→ Task goal
Identify each line in the records below that contains the word "input", and copy it.

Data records
****

PR #20756, opened 2026-04-30
HubSpot - Get Engagements action

### LINKED ISSUE #20727: HubSpot — add Get Engagements action
HubSpot

https://developers.hubspot.com/docs/api/crm/objects

## Problem

There is no way to read the content of engagement objects (notes, tasks, calls, emails, meetings) by ID using the CRM v3 API. `list-crm-associations` returns only record IDs — agents can see a contact has 3 notes but cannot retrieve their content. `get-crm-objects` is limited to standard CRM object types and does not include engagement types.

## What's needed

A standalone **Get Engagements** action that accepts an engagement type (note, task, call, email, or meeting) and one or more object IDs, and returns full content properties. Calls `POST /crm/v3/objects/{objectType}/batch/read`.

## Notes

- `batchGetObjects` in `hubspot.app.mjs` uses `POST /crm/v3/objects/{objectType}/batch/read` and can be reused — add `ENGAGEMENT_TYPES` as the object type options
- `ENGAGEMENT_TYPES` constant exists in `common/object-types.mjs` with values: `NOTE`, `TASK`, `MEETING`, `EMAIL`, `CALL`
- Key content properties: notes → `hs_note_body`; tasks → `hs_task_subject`, `hs_task_body`; calls → `hs_call_body`; emails → `hs_email_subject`, `hs_email_text`; meetings → `hs_meeting_title`, `hs_meeting_notes`
- Required OAuth scopes (verify against app registry): `crm.objects.notes.read`, `crm.objects.tasks.read`, `crm.objects.calls.read`, `crm.objects.emails.read`, `crm.objects.meetings.read`

***[PIPE-89]***

michelle0927:
Resolves #20727 

## Summary by CodeRabbit

* **New Features**
  * Added a HubSpot action to retrieve multiple engagements by ID with selectable engagement type, optional property selection (auto-populates properties if omitted), and a concise result summary showing the retrieved count with correct singular/plural wording.

* **Chores**
  * HubSpot component package version bumped to 1.13.0.

### DIFF
--- a/components/hubspot/actions/get-engagements/get-engagements.mjs
+++ b/components/hubspot/actions/get-engagements/get-engagements.mjs
@@ -58,6 +58,7 @@ export default {
     const properties = this.properties?.length
       ? this.properties
       : (await this.hubspot.getProperties({
+        $,
         objectType: this.engagementType,
       }))?.results.map((property) => property.name);
 
--- a/components/hubspot/actions/get-engagements/get-engagements.mjs
+++ b/components/hubspot/actions/get-engagements/get-engagements.mjs
@@ -1,0 +1,97 @@
+import hubspot from "../../hubspot.app.mjs";
+import { ENGAGEMENT_TYPE_OPTIONS } from "../../common/constants.mjs";
+
+export default {
+  key: "hubspot-get-engagements",
+  name: "Get Engagements",
+  description: "Retrieves one or more engagements by their IDs. Use this action to fetch details about multiple engagements, such as their types, timestamps, and associated CRM objects. Requires engagement IDs, which you can obtain from the **List CRM Objects** action. [See the documentation](https://developers.hubspot.com/docs/api-reference/legacy/crm/objects/objects/batch/get-objects)",
+  version: "0.0.1",
+  annotations: {
+    destructiveHint: false,
+    openWorldHint: true,
+    readOnlyHint: true,
+  },
+  type: "action",
+  props: {
+    hubspot,
+    engagementType: {
+      type: "string",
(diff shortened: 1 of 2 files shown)


components/hubspot/actions/get-engagements/get-engagements.mjs
```diff
@@ -0,0 +1,84 @@
...
+    hubspot,
+    engagementType: {
+      type: "string",
+      label: "Engagement Type",
+      description:
+        "One of: `notes`, `tasks`, `meetings`, `emails`, or `calls`. "
+        + "Defines the CRM object type listed and which properties belong in **Object Properties**.",
+      async options() {
+        return ENGAGEMENT_TYPE_OPTIONS;
+      },
```
GTFalcao, line 25: Can this be a simple options property instead?

```suggestion
      options: ENGAGEMENT_TYPE_OPTIONS,
```

GTFalcao (commented):
Left one minor comment

components/hubspot/actions/get-engagements/get-engagements.mjs
michelle0927: It could, but I thought it would be better if the other props (`engagementIds` and `properties`) are updated when `engagementType` is changed. It has to use async options to accomplish that.

GTFalcao: Ah I see, not very intuitive - I'd think regular options (or any prop without options even) would also trigger a refresh on subsequent props that depend upon them.

GTFalcao (approved):

PR #20759, opened 2026-04-30
Tableau - List Sites and List Workbooks actions

### LINKED ISSUE #20730: Tableau — add List Sites action
Tableau

https://help.tableau.com/current/api/rest_api/en-us/REST/rest_api_ref_site.htm

## Problem

The `siteId` prop returns only the single site from the authenticated user's current session — it cannot return more than one site. There is no standalone action that exposes site listing, making multi-site Tableau environments unsupported.

## What's needed

A standalone **List Sites** action that returns available site IDs and names via the current session endpoint. Note: the Tableau REST API's `GET /api/{version}/sites` endpoint requires server admin privileges for full site enumeration — a standalone action would be limited to returning the current user's site.

## Notes

- `siteId` prop calls `this.getCurrentSession()` → `GET /sessions/current`, returning only the session's site
- The `GET /sites` endpoint lists all sites but requires system administrator access
- This is a prerequisite for the List Workbooks action, which requires a site ID as input

***[PIPE-69]***

michelle0927:
Resolves #20730 

## Summary by CodeRabbit

* **New Features**
  * Added "List Sites" action with pagination and permission-aware behavior
  * Added "List Workbooks" action with filtering, sorting, fields, and pagination
  * Added a new app method to support site listing for Tableau actions

* **Chores**
  * Bumped component and package versions (Tableau components and package updated)

### DIFF
--- a/components/tableau/actions/create-project/create-project.mjs
+++ b/components/tableau/actions/create-project/create-project.mjs
@@ -4,7 +4,7 @@ export default {
   key: "tableau-create-project",
   name: "Create Project",
   description: "Creates a project on the specified site. You can also create project hierarchies by creating a project under the specified parent project on the site. [See the documentation](https://help.tableau.com/current/api/rest_api/en-us/REST/rest_api_ref_projects.htm#create_project)",
-  version: "0.0.3",
+  version: "0.0.4",
   annotations: {
     destructiveHint: false,
     openWorldHint: true,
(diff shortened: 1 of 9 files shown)


GTFalcao (dismissed):
LGTM!

mariano-pd:
For **list-sites** action we should add a validation that if the page number doesn't exist then show a message to the user, and we should add in the page size label, that the maximum is 1000.

image
<br/>
For **list-workbooks** we should add the missing props for filter-expression, sort-expression and field-expression, and we should add in the page size label, that the maximum is 1000. Perhaps we can also display a prettier error message to the user when a page number doesn't exists. 

image

image

mariano-pd:
I ran into an error testing **list-sites** about auth expired. It is weird because it has only been 3 hours since I first connected the account.

image

michelle0927:
> I ran into an error testing **list-sites** about auth expired. It is weird because it has only been 3 hours since I first connected the account.
> 

@mariano-pd I ran into that as well and had to reconnect the account. Maybe it's because we're using the same account so it's not always looking at the latest oauth token? It's not something that can be addressed in the component though, so I think this is ready for release?

mariano-pd (approved):
QA testing successful! ✅

PR #20766, opened 2026-05-01
Jotform - List Forms

### LINKED ISSUE #20751: Jotform — add List Forms action
Jotform

https://api.jotform.com/docs/#user-forms

## Problem

There is no standalone action to list Jotform forms. The `formId` prop is accessible via `retrieve_options` within existing actions, but agents have no dedicated tool to list forms directly.

## What's needed

A standalone **List Forms** action that calls `GET /user/forms` and returns form IDs and titles. Optionally accepts a `teamId` to filter by Jotform Enterprise team.

## Notes

- `formId` prop calls `this.getForms()` → `GET /user/forms`
- The `getForms` method already exists in `jotform.app.mjs` and can be reused
- Optional `teamId` prop enables filtering by Jotform Enterprise team

***[PIPE-80]***

michelle0927:
Resolves #20751 

## Summary by CodeRabbit

* **New Features**
  * Added "List Forms" action to retrieve all Jotform forms with pagination and summary.

* **Documentation**
  * Clarified action documentation link wording for easier reference.

* **Chores**
  * Bumped Jotform package and source/component versions.
  * Incremented several action versions to reflect updates.

### DIFF
--- a/components/jotform/actions/list-forms/list-forms.mjs
+++ b/components/jotform/actions/list-forms/list-forms.mjs
@@ -1,4 +1,5 @@
 import common from "../common/common.mjs";
+import { ConfigurationError } from "@pipedream/platform";
 
 export default {
   ...common,
@@ -25,10 +26,16 @@ export default {
         common.props.jotform,
         "max",
       ],
+      description: "Maximum number of forms to return. Default is 20. Maximum is 1000.",
       optional: true,
+      min: 1,
+      max: 1000,
     },
   },
   async run({ $ }) {
+    if (this.max > 1000 || this.max < 1) {
+      throw new ConfigurationError(`\`Max\` is set to "${this.max}" but must be a positive integer between 1 and 1000.`);
+    }
     const params = {
       $,
       max: this.max,
--- a/components/jotform/actions/list-forms/list-forms.mjs
+++ b/components/jotform/actions/list-forms/list-forms.mjs
@@ -1,0 +1,47 @@
+import common from "../common/common.mjs";
+
+export default {
+  ...common,
+  key: "jotform-list-forms",
+  name: "List Forms",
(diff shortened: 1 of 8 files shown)


components/jotform/actions/list-forms/list-forms.mjs
```diff
@@ -0,0 +1,47 @@
...
+        common.props.jotform,
+        "max",
+      ],
+      optional: true,
+    },
+  },
+  async run({ $ }) {
+    const params = {
+      $,
+      max: this.max,
```
GTFalcao, line 41: I think `max` needs to be inside a params object here, since the getForms method destructures its parameter as ` $, params, teamId` - this is what CodeRabbit flagged in its comment as well

```suggestion
      params: {
        max: this.max,
      }
```

GTFalcao (changes requested):
Left one comment that is important before we move forward

components/jotform/actions/list-forms/list-forms.mjs
michelle0927: Thanks. But actually, the `max` prop is used in the `paginate` method and then removed from `params`.

```
    async *paginate(resourceFn, params = {}) {
      const { max } = params;
      delete params.max;
      let count = 0;
      while (true) {
        const { content: items } = await resourceFn(params);
        for (const item of items) {
          yield item;
          count ++;
          if (count >= max) {
            break;
          }
        }
        const {
          limit = 20,
          offset = 0,
        } = params;
        if (items.length < limit || count >= max) {
          return;
        }
        params.offset = offset + limit;
      }
    },
```

GTFalcao (dismissed):

mariano-pd:
QA testing results:

Minor bug: It allows to input negative values for max items, and the label doesn't establish the limit.

image

mariano-pd (approved):
QA testing successful ✅

Image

****

→ Expected answer
- This is a prerequisite for the List Workbooks action, which requires a site ID as input
Minor bug: It allows to input negative values for max items, and the label doesn't establish the limit.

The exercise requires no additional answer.